FIG. 2 is a schematic cross-sectional view showing another embodiment of the developing device of the invention.

FIG. 3 is a schematic configuration diagram showing an example of a color image forming apparatus including the developing device of the present invention.

FIG. 4 is a graph showing a relationship between an installation position of a control electrode plate, electrode contamination, and image density.

FIG. 5 is a cross-sectional view showing another form of the insulating member and the electrode portion of the control electrode plate.

FIG. 6 is a perspective view and an enlarged sectional view showing an example of a control electrode plate.

FIG. 7 is a graph showing a preferable range of an AC component of a developing sleeve bias voltage.

FIG. 8 is a diagram illustrating conventional non-contact development.
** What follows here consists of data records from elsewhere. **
PR #669, opened 2019-09-03
[TEST][E] Addresses #497

srossbach:
Added a minimal behavior to the editor manager mock.


srossbach:
If I am not mistaken "andStubReturn" cannot have a calling amount behavior. And yes I could reproduce this. It really depends how fast or slow your PC is.

tobous:
> If I am not mistaken "andStubReturn" cannot have a calling amount behavior.

You are right.

Issue #407, opened 2019-01-29
Replace `compile*` configurations in gradle build files


m273d15:
The gradle java plugin marked the dependency handling via `compile` and `testCompile` as deprecated. We should use `implementation`, `testImplementation`, `api` (which is new) and `provided` (instead of `compileOnly`).
See [here](https://docs.gradle.org/current/userguide/java_library_plugin.html#sec:java_library_separation) for more information

m273d15:
This issue has to be fixed before updating to Gradle 7 in the future. This is already mentioned by the gradle 6 build:
> Deprecated Gradle features were used in this build, making it incompatible with Gradle 7.0.
Use '--warning-mode all' to show the individual deprecation warnings.
See https://docs.gradle.org/6.1/userguide/command_line_interface.html#sec:command_line_warnings

tobous:
Also, IntelliJ complains about the usage of some deprecated fields and some closure stuff in multiple of the `build.gradle` files. It isn't that important (and I think some of it was already present before the update to Gradle 6), but you could still have a look at it if you are in the process of cleaning up anyways.

m273d15:
I started to fix all these issues but recognized that this goes beyond updating gradle.
I think the tasks to fix this are:
* replace all usages of `version` with `archiveVersion`
* replace all usages of `xyCompile` with `xyImplementation` (which could break some logic and has to be tested with stf)

PR #671, opened 2019-09-05
Update gradle to 5.6.1

m273d15:
* Updated to the latest gradle version. 
The changes are created by the command:
`./gradlew wrapper --gradle-version=5.6.1`
* Update the gradle scan plugin to the latest version


srossbach:
Do you upgrade just because a new version was released or is there something specific you would like to resolve using a newer gradle version ?

m273d15:
I updated just to use the newer version.
Sooner or later I will adopt some new syntax which will replace the old syntax (#407).

gradlew
```diff
@@ -28,7 +44,7 @@ APP_NAME="Gradle"
 APP_BASE_NAME=`basename "$0"`
 
 # Add default JVM options here. You can also use JAVA_OPTS and GRADLE_OPTS to pass JVM options to this script.
-DEFAULT_JVM_OPTS='"-Xmx64m"'
+DEFAULT_JVM_OPTS='"-Xmx64m" "-Xms64m"'
```
srossbach: Just wondering if this is a bit too less memory. Have you checked garbage collector times ?

m273d15: The gradle [docs](https://docs.gradle.org/current/userguide/build_environment.html#sec:configuring_jvm_memory) say:
> The JAVA_OPTS environment variable controls the command line client, which is only used to display console output. It defaults to -Xmx64m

[Explanation of symbols] 1 photoconductor belt (image forming body) 6 scorotron charger 7 laser writing device 8, 8A, 8B, 8C, 8D developing device 81 developing sleeve 81a closest contact (to image forming body) 81b proximity point ( (To the control electrode plate of the developing sleeve) 82 Magnet 83 Insulation member 84 Control electrode plate (plate member) 84a Electrode portion 86 Regulation blade A Development area D Developer E1, E3 DC bias power supply E2 AC bias power supply R1, R2 protection resistance

Claims (3)

[Claims] 1. A developing device that carries a developer to a developing area by a developer carrying carrier, and forms an oscillating electric field between an image forming body and the developer carrying carrier to perform non-contact development. A plate-like member that is a control electrode plate is arranged upstream of the closest position between the forming body and the developer transport carrier, and the setting position of the plate-like member downstream end is set to the downstream side from the closest position. A developing device. 2. The distance between the downstream end of the plate-shaped member and the closest position is d3 (mm), where -0.05 ≦ d3 when the upstream side is positive and the downstream side is negative from the closest position. The developing device according to claim 1, wherein ≦ −1.0 (mm). 3. The developing device according to claim 1, wherein the plate-shaped member is a control electrode plate having an electrode portion provided at a tip portion thereof.